(DATA FOR THIS TASK Opens)
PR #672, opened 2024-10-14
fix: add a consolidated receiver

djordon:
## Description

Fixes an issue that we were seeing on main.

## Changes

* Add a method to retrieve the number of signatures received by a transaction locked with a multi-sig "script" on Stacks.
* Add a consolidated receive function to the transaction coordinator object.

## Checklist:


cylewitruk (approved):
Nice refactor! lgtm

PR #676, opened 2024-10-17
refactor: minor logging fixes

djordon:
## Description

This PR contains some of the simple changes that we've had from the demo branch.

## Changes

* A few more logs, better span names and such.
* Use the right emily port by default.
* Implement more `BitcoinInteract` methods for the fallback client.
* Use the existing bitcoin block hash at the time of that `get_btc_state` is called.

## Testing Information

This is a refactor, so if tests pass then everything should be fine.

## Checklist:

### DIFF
(DATA FOR THIS TASK Closes)
(DATA FOR THIS TASK Opens)
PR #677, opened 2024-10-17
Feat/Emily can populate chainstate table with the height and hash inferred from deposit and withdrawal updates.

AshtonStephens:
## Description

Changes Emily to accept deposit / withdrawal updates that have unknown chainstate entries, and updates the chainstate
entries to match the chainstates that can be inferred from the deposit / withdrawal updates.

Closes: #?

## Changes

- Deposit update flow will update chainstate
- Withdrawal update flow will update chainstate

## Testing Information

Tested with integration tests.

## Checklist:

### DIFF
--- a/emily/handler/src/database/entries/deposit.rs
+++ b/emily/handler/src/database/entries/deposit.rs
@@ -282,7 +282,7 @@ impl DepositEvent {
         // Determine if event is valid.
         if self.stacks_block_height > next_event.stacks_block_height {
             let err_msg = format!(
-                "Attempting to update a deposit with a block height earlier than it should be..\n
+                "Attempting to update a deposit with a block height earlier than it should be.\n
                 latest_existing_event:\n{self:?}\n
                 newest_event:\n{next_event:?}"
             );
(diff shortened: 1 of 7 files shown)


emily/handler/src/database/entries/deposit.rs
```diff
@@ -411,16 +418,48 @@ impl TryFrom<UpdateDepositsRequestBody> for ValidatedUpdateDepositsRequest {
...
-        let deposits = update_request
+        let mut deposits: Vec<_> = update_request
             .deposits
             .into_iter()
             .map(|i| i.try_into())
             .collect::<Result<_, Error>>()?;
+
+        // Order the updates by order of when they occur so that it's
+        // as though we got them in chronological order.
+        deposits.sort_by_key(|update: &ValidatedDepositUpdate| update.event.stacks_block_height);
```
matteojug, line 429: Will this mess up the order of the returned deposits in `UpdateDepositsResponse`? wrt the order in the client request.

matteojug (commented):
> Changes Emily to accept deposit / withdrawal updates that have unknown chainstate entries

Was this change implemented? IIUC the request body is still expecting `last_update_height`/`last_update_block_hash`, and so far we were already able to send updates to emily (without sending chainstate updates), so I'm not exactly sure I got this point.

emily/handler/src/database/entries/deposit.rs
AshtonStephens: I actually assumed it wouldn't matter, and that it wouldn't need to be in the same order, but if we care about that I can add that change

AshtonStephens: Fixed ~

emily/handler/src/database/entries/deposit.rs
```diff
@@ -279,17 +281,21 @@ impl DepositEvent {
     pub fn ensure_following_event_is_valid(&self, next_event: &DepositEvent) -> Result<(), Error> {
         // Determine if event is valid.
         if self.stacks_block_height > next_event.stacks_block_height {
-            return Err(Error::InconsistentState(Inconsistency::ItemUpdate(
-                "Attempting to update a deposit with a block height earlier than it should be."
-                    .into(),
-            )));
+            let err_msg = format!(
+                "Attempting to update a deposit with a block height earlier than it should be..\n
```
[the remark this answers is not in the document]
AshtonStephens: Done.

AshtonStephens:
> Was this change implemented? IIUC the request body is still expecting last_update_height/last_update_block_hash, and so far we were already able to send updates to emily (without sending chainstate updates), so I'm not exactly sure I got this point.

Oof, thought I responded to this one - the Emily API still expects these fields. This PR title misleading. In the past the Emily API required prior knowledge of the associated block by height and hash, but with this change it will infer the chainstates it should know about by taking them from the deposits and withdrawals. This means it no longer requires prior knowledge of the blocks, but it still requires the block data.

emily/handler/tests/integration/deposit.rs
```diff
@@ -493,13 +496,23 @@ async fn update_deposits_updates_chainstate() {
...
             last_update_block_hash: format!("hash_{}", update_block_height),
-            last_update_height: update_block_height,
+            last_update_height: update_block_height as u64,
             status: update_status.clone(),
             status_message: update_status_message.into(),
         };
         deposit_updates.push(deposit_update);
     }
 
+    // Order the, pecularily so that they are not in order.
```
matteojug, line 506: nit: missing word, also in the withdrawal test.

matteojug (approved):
(DATA FOR THIS TASK Closes)
(DATA FOR THIS TASK Opens)
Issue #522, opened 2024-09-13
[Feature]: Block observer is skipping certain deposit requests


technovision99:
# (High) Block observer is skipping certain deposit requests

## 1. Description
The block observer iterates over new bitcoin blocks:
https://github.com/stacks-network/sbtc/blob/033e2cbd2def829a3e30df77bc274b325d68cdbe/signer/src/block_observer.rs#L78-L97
(DATA FOR THIS TASK Closes)
### TASK GOAL
From the records above, return each line that includes "Error".

### PROBLEM SOLUTION
             .collect::<Result<_, Error>>()?;
     pub fn ensure_following_event_is_valid(&self, next_event: &DepositEvent) -> Result<(), Error> {
-            return Err(Error::InconsistentState(Inconsistency::ItemUpdate(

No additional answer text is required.